REPUBLIKA.CO.ID, JAKARTA -- Badan Nasional Penanggulangan Bencana (BNPB) memandang perlunya membangun industri alat peringatan dini (EWS) di dalam negeri. Selama ini kebutuhannya dipasok oleh luar negeri hingga membengkakan anggaran.
Kepala Pusat Data Informasi dan Humas BNPB, Sutopo Purwo Nugroho mengatakan sudah ada sinergi dengan lembaga riset. Hanya saja alat buatannya tak langsung bisa digunakan maksimal karena keterbatasan jumlah.
Dari pengalamannya, BNPB sempat diminta memasang EWS jenis longsor usai bencana longsor di Banjarnegara beberapa tahun silam. Tetapi dari sekian banyak lembaga riset, hanya UGM yang menyanggupi.
"UGM bisanya cuma 30 unit setahun. Masalahnya riset perlu dibangun industri. Di Indonesia bencana banyak. Harusnya produk EWS dibangun di Indonesia," katanya pada wartawan di kantor BNPB, Rabu (2/1).
Ia menyayangkan belum terwujudnya industri alat-alat terkait kebencanaan. Alhasil, pemerintah mesti mendatangkan alat dari luar negeri. "Produk dalam negeri tapi enggak banyak sampai beli dari luar. Radio komunikasi saja beli dari luar," ujarnya.
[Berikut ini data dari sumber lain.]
PR #46456, opened 2024-07-11
fix(SetupCheck): Properly check public access to data directory

susnux:
* Replaces https://github.com/nextcloud/server/pull/46449
* Based on Cômes comment: https://github.com/nextcloud/server/pull/46449#issuecomment-2222988922

## Summary

When checking for public (web) access to the data directory the status is not enough as you might have a webserver that forwards to e.g. a login page. So instead check that the content of the file matches.

For this the `.ncdata` file (renamed from `.ocdata`¹) has minimal text content to allow checking.

¹The file was renamed from the legacy `.ocdata`, there is a repair step to remove the old one.

## Checklist

### DIFF
--- a/lib/private/legacy/OC_Util.php
+++ b/lib/private/legacy/OC_Util.php
@@ -687,7 +687,7 @@ class OC_Util {
 
 	/**
 	 * Check that the data directory exists and is valid by
-	 * checking the existence of the ".ocdata" file.
+	 * checking the existence of the ".ncdata" file.
 	 *
 	 * @param string $dataDirectory data directory path
 	 * @return array errors found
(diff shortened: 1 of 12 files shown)


lib/private/legacy/OC_Util.php
```diff
@@ -701,11 +701,11 @@ public static function checkDataDirectoryValidity($dataDirectory) {
...
 			];
 		}
-		if (!file_exists($dataDirectory . '/.ocdata')) {
+
+		if (!file_exists($dataDirectory . '/.ncdata')) {
 			$errors[] = [
 				'error' => $l->t('Your data directory is invalid.'),
-				'hint' => $l->t('Ensure there is a file called ".ocdata"' .
-					' in the root of the data directory.')
+				'hint' => $l->t('Ensure there is a file called ".ncdata" in the root of the data directory.')
```
nickvergessen, line 708: since the content now matters add that?

come-nc (approved):
Nice!

lib/private/legacy/OC_Util.php
susnux: Should we include the expected content?

AndyScherzinger: I'd say so 👍

susnux: done

AndyScherzinger (approved):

Ia menekankan fungsi riset sebenarnya dikoordinir oleh Kemenristekdikti. Sehingga berbagai lembaga riset mestinya tunduk pada induk rencana riset bencana dari Kemenristekdikti. Sayangnya induk rencana riset belum terwujud.
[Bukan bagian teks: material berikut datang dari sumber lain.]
PR #46504, opened 2024-07-13
fix(theming): enforce theme should still provide dark as fallback

skjnldsv:
Discovered from
- https://github.com/nextcloud-libraries/nextcloud-vue/pull/5656
- https://github.com/nextcloud/viewer/pull/2358

Otherwise apps cannot enforce some areas of their UI to be dark, like the Modal component which is always dark.
Here is the result otherwise: image


susnux (approved):

apps/theming/lib/Service/ThemesService.php
```diff
@@ -28,7 +28,7 @@ public function __construct(
 		private LoggerInterface $logger,
 		private DefaultTheme $defaultTheme,
 		LightTheme $lightTheme,
-		DarkTheme $darkTheme,
+		private DarkTheme $darkTheme,
```
ShGKme, line 31: Why make it private?

ShGKme (approved):

ShGKme:
Backport?

apps/theming/lib/Service/ThemesService.php
susnux: Because it is now used in `getThemes`method, before this was not a class attribute but just a constructor parameter (it is now promoted as a private class attribute).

"Kita sering koordinasi dengan Kemenristekdikti. Agar ada blueprint riset bencana mereka koordinir. Sehingga tiap tahun bagaimana, itu sampai sekarang belum ada. Cuma sporadis dan enggak bisa diterapkan. Perlu rencana induk riset bencana. BNPB hanya user," jelasnya.